14:35:25,497 INFO  [stdout] (Incoming-12,shared=udp) ISPN: notify merge listener called: class = org.infinispan.topology.ClusterTopologyManagerImpl$ClusterViewListener, method = handleViewChange
14:35:25,498 INFO  [stdout] (Incoming-12,shared=udp) ISPN: notify merge listener called: class = org.jboss.as.clustering.registry.RegistryService, method = viewChanged
14:35:25,498 INFO  [stdout] (notification-thread-0) HEY - view is changing - merge = true

Comment 3 Richard Achmatowicz 2015-12-14 21:04:31 UTC
I've done a quick manual test of the issue with the fix applied (the fix was to add a @Merged annotation to the RegistryService.viewChanged() method and the initial problem seems to have been fixed.
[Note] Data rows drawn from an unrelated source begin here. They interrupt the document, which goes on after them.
PR #666, opened 2023-02-08
Make Proposal.toOActivation optional

toddburnside:
`toOActivation` is (and has been) optional in the API, so it should be optional in the model as well. I just never noticed this before, because Explore always sends a value for it.

### DIFF
--- a/build.sbt
+++ b/build.sbt
@@ -1,4 +1,4 @@
-ThisBuild / tlBaseVersion                         := "0.64"
+ThisBuild / tlBaseVersion                         := "0.65"
 ThisBuild / tlCiReleaseBranches                   := Seq("master")
 ThisBuild / githubWorkflowEnv += "MUNIT_FLAKY_OK" -> "true"
 
--- a/modules/core/shared/src/main/scala/lucuma/core/model/Proposal.scala
+++ b/modules/core/shared/src/main/scala/lucuma/core/model/Proposal.scala
@@ -21,7 +21,7 @@ final case class Proposal(
   title:         Option[NonEmptyString],
   proposalClass: ProposalClass,
   category:      Option[TacCategory],
-  toOActivation: ToOActivation,
+  toOActivation: Option[ToOActivation],
   abstrakt:      Option[NonEmptyString],
   partnerSplits: SortedMap[Partner, IntPercent]
 )
@@ -35,7 +35,7 @@ object Proposal {
   val partnerSplits = Focus[Proposal](_.partnerSplits)
 
   val Default: Proposal =
-    Proposal(None, ProposalClass.Queue(80.refined), None, ToOActivation.None, None, SortedMap.empty)
+    Proposal(None, ProposalClass.Queue(80.refined), None, ToOActivation.None.some, None, SortedMap.empty)
 
   implicit val eqProposal: Eq[Proposal] = Eq.instance {
     case (Proposal(t1, pc1, c1, to1, a1, ps1), Proposal(t2, pc2, c2, to2, a2, ps2)) =>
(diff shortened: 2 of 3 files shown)


rpiaggio (approved):
LGTM

swalker2m:
The code looks good, but I wonder if we should instead change the API to make it required?  `ToOActivaton` has a `None` value already.

swalker2m:
The `TooInput` requires it to be specified upon creation, which makes sense to me.

toddburnside:
> The code looks good, but I wonder if we should instead change the API to make it required? `ToOActivaton` has a `None` value already.

In Explore, we send `None` on creation. I'd be fine with making in required in the API.

swalker2m:
Hmm, if you don't provide a value, you should get an error:

```
      case _ => Result.failure("All of proposalClass, toOActivation, and partnerSplits are required on creation."
```

toddburnside:
> Hmm, if you don't provide a value, you should get an error:

We always send a value, so I never saw that. However, it seems it was possible to create one without a value, because I was getting decoder errors when retrieving it. I'm not sure how it got to that state. I could try duplicating it in the playground.

toddburnside:
Related to this (and why I was having problems creating a proposal and maybe ended up with one without a toOActivation), the API used to allow either an empty `partnerSplits` array, OR the allocations had to add up to 100. Now it requires them to add up to 100. So, I changed out `toInput` method to `unassign` on empty list and that works. So, maybe the error check above isn't working?

But, thinking about it, maybe it should allow an empty list on creation. It returns an empty list if I don't provide one, so that seems a bit inconsistent.

swalker2m:
> So, it is not requiring proposalClass, toOActivation, or partner splits.

It isn't required according to the schema itself (because the same input is used for editing the proposal), but we check and validate the inputs upon receipt.  In the case of creation, if no TOO value is specified, it should generate an error.  If I update it, then the only thing that would change would be the `Proposal` type itself where it appears optional I think by mistake.

swalker2m:
See:

https://github.com/gemini-hlsw/lucuma-odb/blob/main/modules/service/src/main/scala/lucuma/odb/graphql/input/ProposalInput.scala#L73-L74

toddburnside:
You beat me to it. I was just typing to say nothing is required in the ProposalInput because it is being used for both creating and editing. 

Despite the code you pointed to, playing in the playground I can create a proposal with only a `proposalClass`

swalker2m:
> Despite the code you pointed to, playing in the playground I can create a proposal with only a proposalClass

Interesting, there must be a bug somewhere.

Thinking back to the existing Phase 1 Tool, it may be set up as an `Option` with a similar enum.  The idea being that they wanted to distinguish between `None` as in the user hasn't actively chosen anything yet and `Some(Too.None)` as in the user explicitly chose no ToO.  I don't know if we need to distinguish that still and allow proposal creation without having yet selected the ToO option.  If we do then we'd need some kind of validation step before it can be submitted for time allocation -- maybe that is planned anyway?

toddburnside:
> If we do then we'd need some kind of validation step before it can be submitted for time allocation -- maybe that is planned anyway?

I think we'll probably need some sort of validation. In Explore we default to:
- proposalClass => Queue with minPercentTime of 80
- toOActivation => None
But, it is difficult to provide a reasonable default for the partner splits. At some point we discussed with Andy the possibility of trying to come up with a default based on some information about the user, but he decided it would be wrong way too often.

I have no problem with making the `proposalClass` and `toOActivation` required for creation, though.

swalker2m:
Okay, I think I'm inclined to make TOO `!` required in the `Proposal` schema type and see whatever is going wrong with the check on creation.

toddburnside:
> Okay, I think I'm inclined to make TOO `!` required in the `Proposal` schema type and see whatever is going wrong with the check on creation.

I can create an issue for that.

What about the partnerSplits? Should the API accept an empty array? Or do I exclude it initially and have the API return an empty array? I think the former makes most sense, but I can handle it either way.

swalker2m:
> What about the partnerSplits? Should the API accept an empty array? Or do I exclude it initially and have the API return an empty array? I think the former makes most sense, but I can handle it either way.

I'm not sure.  There's no good default for it other than an empty array so It seems like we should accept that.  Otherwise you have to specify the partner request(s) up front.

toddburnside:
Created issue https://github.com/gemini-hlsw/lucuma-odb/issues/253. Further discussion can take place there.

When the cluster is suspended and then resumed, the node1+ sends out a topology update to the server client, which then updates its ClusterContext and later invocations on the server-client are again directed to node2+.

I was expecting to see node2+ also send a topology update back to the server-client, but don't see any evidence of that. Need to check out why not.

Comment 4 Richard Achmatowicz 2015-12-14 21:07:00 UTC
The previous comment should read "When node2+ is suspended and then resumed ...".

Comment 5 Richard Achmatowicz 2015-12-14 21:13:29 UTC
Do we need an upstream JIRA for this? The issue does not exist (or has been fixed, depending on how you want to look at it) in WF10.

Comment 6 dereed 2015-12-14 22:10:14 UTC
If it doesn't affect upstream, there's no upstream JIRA.
(unless there's an existing JIRA from when it was changed that could be linked)

Comment 7 Richard Achmatowicz 2015-12-15 16:40:05 UTC
Here is the PR for 6.4.4: https://github.com/jbossas/jboss-eap/pull/2661

Comment 11 Richard Achmatowicz 2016-02-22 14:24:55 UTC
There was no fix required in upstream as the implementation had changed significantly since 6.3.3. and Paul had added the @Merged annotation there.

Comment 13 Jiří Bílek 2016-03-15 11:09:47 UTC
Verified with EAP 6.4.7.CP.CR2.

Comment 14 Petr Penicka 2017-01-17 11:55:30 UTC
Retroactively bulk-closing issues from released EAP 6.4 cumulative patches.